# Vintage Trek 7000 - hardly used - want to sell - how much?



## kkbTX (Dec 16, 2015)

Hey everyone,
I have a Trek aluminum 7000 that I probably rode four times. I would like to sell it but I have no idea of what is a fair price. I am located south of Houston and would like to sell it locally.

The different specs written on it say (I don't remember what all this means):
Shimano Exage
Shimano Deore LX
Shimano SIS Sealed SP

I've attached a picture. The purple in the photo is not represented very well - it's beautiful.

Thanks,
Kimber


----------



## ljsmith (Oct 26, 2007)

It looks like its new! But unfortunately its only worth about $50 maybe $100. Not many people are looking for a 25 year old rigid mountain bike with 26" wheels and cantilever brakes. Bicycle Blue Book puts the value around $150 for a 1993 but that pretty optimistic.

1993 Trek 7000 - New and Used Bike Value


----------



## Finch Platte (Nov 14, 2003)

I would like to buy your bycicle. I am an Nigerian prince who has inherited a large sum of moneys.

Please send me your bank account numbers and a picture of yourself left boob, and we will consummate the deal.


----------



## Deerhill (Dec 21, 2009)

The purple is trick!


----------



## Deerhill (Dec 21, 2009)

Aircraft epoxy is trick!!


----------



## Deerhill (Dec 21, 2009)

Was the quill stem purple??


----------



## kkbTX (Dec 16, 2015)

Hey, thanks for getting back to me so quickly. I appreciate it. I didn't even remember what year I got it!


----------



## DIRTJUNKIE (Oct 18, 2000)

$50


----------



## DavidM310 (Nov 11, 2015)

If you are ever in San Antonio I'll pick it up for $60.

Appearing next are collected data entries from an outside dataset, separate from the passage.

PR #520, opened 2019-06-30
Lab3: Implement letter frequency solution and tests

### LINKED ISSUE #519: Lab3 - Letter frequency (alanhillgemann)

alanhillgemann:
Fixes #519 

Review of colleague's PR #tba

### DIFF
--- a/03_letters/alanhillgemann/main.go
+++ b/03_letters/alanhillgemann/main.go
@@ -15,25 +15,18 @@ func main() {
 }
 
 func letters(s string) map[rune]int {
-	runeMap := make(map[rune]int)
-	runeSlice := []rune(s)
-	for i := 0; i <= len(runeSlice)-1; i++ {
-		runeMap[runeSlice[i]]++
+	letterTotalMap := map[rune]int{}
+	for _, r := range s {
+		letterTotalMap[r]++
 	}
-	return runeMap
+	return letterTotalMap
 }
 
 func sortLetters(m map[rune]int) []string {
-	stringSlice := make([]string, 0)
-	mapKeys := make([]string, 0)
-	mapValues := make([]int, 0)
+	letterTotalStrings := []string{}
 	for k, v := range m {
-		mapKeys = append(mapKeys, string(k))
-		mapValues = append(mapValues, v)
+		letterTotalStrings = append(letterTotalStrings, fmt.Sprintf("%s:%d", string(k), v))
 	}
-	for i := 0; i <= len(m)-1; i++ {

Sent from my SCH-I545 using Tapatalk


----------



## DIRTJUNKIE (Oct 18, 2000)

You may have to pay someone to take it.


----------



## mack_turtle (Jan 6, 2009)

something like that might sell for $150 or so where I live. everyone is after a practical commuter like that.


----------



## SteveF (Mar 5, 2004)

I'd ask $200/best offer, and see if you get any nibbles or offers--you can always drop your asking price if you get no interest...it's not really very desirable as a mountain bike, but with some slick or semi-slick tires, it would make a dandy commuter/round town sort of rig.


----------